System access controls are a concept that refers to the use of various verification techniques used by entities to restrict particular system access to certain individuals. The use of system access controls is as old as any known civilization on Earth. System access controls could be used to restrict the entry of individuals to a place or use of an object. A password or a cryptographic question was used in old times. With the advent and advancement of information technology, system access controls have become more reliable and diverse.
With the evolution of information technology access control techniques have greatly corrected themselves for loopholes and gray areas. Passwords were the first introduction in this regard. A password is a codeword or a combination of digits that could be remembered by a human mind. Although still used by many entities, passwords have been greatly replaced by bar code or a magnetic stripe technology, in which the holder of the machine-readable instrument himself does not know the code. An ATM card is an example. Lastly, identification through a part of the human body such as an eye or a fingerprint is more enhanced and reliable access control that is used by limited entities owing to the cost of installation of such a system.
The three most commonly recognized systems are Discretionary Access Control (DAC), Mandatory Access Control (MAC), and Role-Based Access Control (RBAC). Discretionary Access control is a system access policy that is defined by the owner of the restricted resource or object (DoD, 1985). The owner specifies individuals who are allowed to access the system and also the authority that they have over the system. Mandatory access control is a verification process defined by the system rather than the owner.
The system sets priority or sensitivity levels for the users and the resources. The allowance of access to the system depends on whether the person requesting the information has a sensitivity level equal to that of the information. Lastly, Role-Based Access control is again determined by the system. Although closely similar to MAC, RBAC sets additional control levels for the users depending on their roles and authority.
System security in any form has always been vulnerable to the threat of unauthorized or more than desired access. The most common and weakest among such systems is a user-chosen password or PIN protection for system access. Password is known by the user and can be easily transferred to another person at the user’s discretion. Secondly, passwords are also subject to stealing by guessing or code-breaking. On other hand, a card having a magnetic stripe is also common but is extremely risky when it comes to effective access control. Machine-readable cards are subject to theft and misplacing.
Health Information management has been experiencing issues in system security and access controls. Health records and information are sensitive and at the same time must be shared across safe passages for better understanding and knowledge of the disease. Paper-based information systems still prevail in most public healthcare places and computerized systems where installed tend to have fewer security measures. (Lorence, Churchill 2005) A good information security program may have various factors, from the training of staff to developing trust between the patients and the healthcare providers. The most important part is that information security demands constant and consistent diligence and evaluation.

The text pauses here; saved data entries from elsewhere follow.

Issue #137, opened 2017-05-31
Reject store sync when error occured


rayrutjes:
When [this](https://github.com/algolia/algoliasearch-helper-js/pull/504) is resolved, we can reject the Promise [here](https://github.com/algolia/vue-instantsearch/blob/master/src/store.js#L376).

PR #193, opened 2017-07-21
fix(store): reject wait sync if error occurs

rayrutjes:
Closes: #137

### DIFF
--- a/package.json
+++ b/package.json
@@ -42,7 +42,7 @@
   },
   "dependencies": {
     "algoliasearch": "^3.18.1",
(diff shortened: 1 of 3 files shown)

Basic components of a good information security program in a healthcare organization are adoption of electronic media and computerized information system mandated by the Federal and other security standards, proper and secure coding of the patient or disease data onto an electronic database as defined by standards of ethical coding (AHIMA, 2008); and finally, acquiring technological safeguards to counter any information breach or security threat to ensure privacy, safety, and confidentiality of the information. All these components together with effective staff training that divulges awareness about the importance of PHI confidentiality create a secure information system.

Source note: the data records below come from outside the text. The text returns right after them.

PR #220, opened 2017-07-30
feat: add keys to all for loops

### LINKED ISSUE #168: Use vuejs/eslint-plugin-vue

rayrutjes:
By using [Vetur](https://github.com/vuejs/vetur), this was very easy to fix.

I think it's safe to close #168 for now.

### DIFF
--- a/src/components/Rating.vue
+++ b/src/components/Rating.vue
@@ -2,20 +2,20 @@
   <div :class="bem()" v-if="show">
     <slot name="header"></slot>
 
-    <a href="#" @click.default="clear" :class="bem('clear')" v-if="currentValue">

With the increasing adoption of standards and the use of electronic media for keeping sensitive information, there is an increased risk of security and privacy violation on part of healthcare providers. In this regard, the foremost remedy is to ensure the strength and reliability of the passwords. Rather than a user-chosen password, the idea is to use a combination of asymmetric (public-key) and symmetric (secret-key) cryptography that makes a common password to ensure secure information sharing over an insecure network (Bellowin, Merrit ’92). Strong cryptography safeguards against guessing attacks.

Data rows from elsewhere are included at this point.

Issue #196, opened 2017-07-22
[Vue warn]: Injection "_searchStore" not found


rayrutjes:
In Vue 2.4.2, the index components throws the following error:

```
vue.esm.js?65d7:479 [Vue warn]: Injection "_searchStore" not found

found in

---> <AisIndex>
       <App> at /Users/raymond/Code/vue-instantsearch-examples/examples/e-commerce/src/App.vue
         <Root>
warn @ vue.esm.js?65d7:479
resolveInject @ vue.esm.js?65d7:3429
initInjections @ vue.esm.js?65d7:3387
Vue._init @ vue.esm.js?65d7:4223
VueComponent @ vue.esm.js?65d7:4396
createComponentInstanceForVnode @ vue.esm.js?65d7:3678
init @ vue.esm.js?65d7:3495
createComponent @ vue.esm.js?65d7:5147
createElm @ vue.esm.js?65d7:5090
createChildren @ vue.esm.js?65d7:5218
createElm @ vue.esm.js?65d7:5123
patch @ vue.esm.js?65d7:5570
Vue._update @ vue.esm.js?65d7:2414
updateComponent @ vue.esm.js?65d7:2538
get @ vue.esm.js?65d7:2881
Watcher @ vue.esm.js?65d7:2870
mountComponent @ vue.esm.js?65d7:2542
Vue$3.$mount @ vue.esm.js?65d7:7863
Vue$3.$mount @ vue.esm.js?65d7:10066
init @ vue.esm.js?65d7:3501
createComponent @ vue.esm.js?65d7:5147
createElm @ vue.esm.js?65d7:5090
patch @ vue.esm.js?65d7:5606
Vue._update @ vue.esm.js?65d7:2414
updateComponent @ vue.esm.js?65d7:2538
get @ vue.esm.js?65d7:2881
Watcher @ vue.esm.js?65d7:2870
mountComponent @ vue.esm.js?65d7:2542
Vue$3.$mount @ vue.esm.js?65d7:7863
Vue$3.$mount @ vue.esm.js?65d7:10066
Vue._init @ vue.esm.js?65d7:4236
Vue$3 @ vue.esm.js?65d7:4321
(anonymous) @ main.js?1c90:10
(anonymous) @ app.js:1666
__webpack_require__ @ app.js:658
fn @ app.js:86
(anonymous) @ app.js:2933
__webpack_require__ @ app.js:658
(anonymous) @ app.js:707
(anonymous) @ app.js:710
```

[...]

PR #223, opened 2017-07-31
fix(component): avoid raising injection failure warning

rayrutjes:
Closes: #196

### DIFF
--- a/src/component.js
+++ b/src/component.js
@@ -4,16 +4,15 @@ export default {
     searchStore: {
       type: Object,
       default() {
-        return this._searchStore;
-      },
-      validator(value) {
-        if (typeof value !== 'object') {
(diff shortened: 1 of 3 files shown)


rayrutjes:
Yes, actually we should separate concerns between bem utility and search store context retrieval.
The powered by does not require the search store.

rayrutjes:
Last commit fixes the powered by issue @Haroenv and makes the search store optional there.
I the future, I will refactor a bit the Component mixing and extract the bem classes utility functions.

Haroenv:
Since poweredBy is the only component not _needing_ the searchStore, this seems like a reasonable tradeoff

rayrutjes:
Yes, for now, but I keep in mind that we can do better 👍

Secondly, any health care organization should implement an effective system that monitors false log-in attempts and weak passwords. Such a security awareness program should include objectives like obliging the staff to keep strong passwords that are frequently changed. Staff should be trained on how to select strong passwords, how to safeguard them and why they should not be cycled, and how to recognize “social engineering attacks” (Landoll,2006). Passwords should never be saved on a system that could be accessed by another person. Also, the interface should be system-oriented where only the system knows the verification passwords so that no other person has access to the passwords. The system could have defined criteria that would prompt weak and cycled passwords or multiple failed log-in attempts.
Bibliography
(1985) Trusted Computer System Evaluation Criteria. United States Department of Defense. DoD Standard 5200.28-STD.
Steven M. Bellovin, Michael Merritt, (1992) “Encrypted Key Exchange: Password-Based Protocols Secure Against Dictionary Attacks,” sp,pp.72, IEEE Symposium on Security and Privacy.
Lorence, D.P., Churchill, R. (2005). Incremental adoption of information security in health-care organizations: implications for document management. : Information Technology in Biomedicine, IEEE Transactions on. 9, 169-173.
(2008). AHIMA. Web.
Landoll, Douglas J. (2006). The Security Risk Assessment Handbook: A Complete Guide for Performing Security Risk Assessments. CRS Press.